А ты знаешь такое про нашего вождя?
Ты же с ним тоже дружила, это известно про тебя и про него, так ведь? Или дружишь до сих пор? Тогда тем более нужно всё хорошенько выяснить о нём, все подробности и остальное прочее. Сделаешь это для меня, ладно? Мы же всё-таки родные люди, мне можно доверять, я тебя никогда не подведу, бабушка, даже не сомневайся, дорогая моя.
А как тебе нравится про Пашу? Ну кто бы мог подумать, что он самый настоящий скульптор, а не демобилизованный по ранению оглохлый артиллерист.
Это и есть событие наше, хотя и без ужасных последствий ни для кого.
Они потом помирились с мамой, тут же, на месте ссоры, пока он даже ногу обратно не прикрепил. Мы после этого все вместе обнялись, втроём, и каждый из них немножко поплакал. И я с ними заодно. А потом тоже вместе ели макароны с сахарным песочком и маслом. Здорово, правда?

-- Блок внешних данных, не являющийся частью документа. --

PR #107, opened 2024-04-12
Make `exclude_tests` option able to override other exclude options

drwl:
This PR adds support for `exclude_tests` option to be a boolean or an array. When it's a boolean, the behavior should stay the same. When it's an Array, any of the following options can be included:

Prior to this change, `exclude_scaffolds` would used for controller tests, request specs, and routing specs. With this change, it will depend on `exclude_scaffolds` AND `exclude_tests` assuming `exclude_tests` is an array.

```ruby
:model, :controller, :serializer, :request, :routing
```

Because it's an exclusion list, options being present will mean to exclude them. Where as the absence of an option means to include it. Options specified or not specified here will take precedence over their original option; more explained below.

_I think this is very confusing so changing the `exclude_` options to become `include_` should be something to consider for the future_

А ночью было всё как обычно. Три раза просыпалась и два раза засыпала обратно. Только мама кричала ещё громче, чем всегда, а Паша сопел сильней обычного. Потому что у них уже стало походить на любовь, а не простое гражданское нерасписанное сожительство, это я уже давно об обоих поняла.
Шуринька, я прощаюсь с тобой и снова обнимаюсь крепко-крепко. На этот раз очень надеюсь, что письмо твоё будет быстрым, как скорый поезд, и длинным, как путь от Москвы до Давлеканово. И ты мне подробно ответишь на все мои вопросы, ладно?
Твоя Шуранька Коллонтай,
наследница по прямому родству.
7 февраля, 1948
Дорогая моя Шуринька, это опять я, внучка твоя, хотя ты так до сих пор и не ответила ни на одно моё письмо.
Почему-то я теперь вся покрылась чирьями, так что даже не хочу в школу ходить, чтобы никто не увидел. Скажут, вон колотушка пошла, вся в гнойниках, видали, ребя? А ещё с гонором, понимаешь, про бабаньку свою революционную.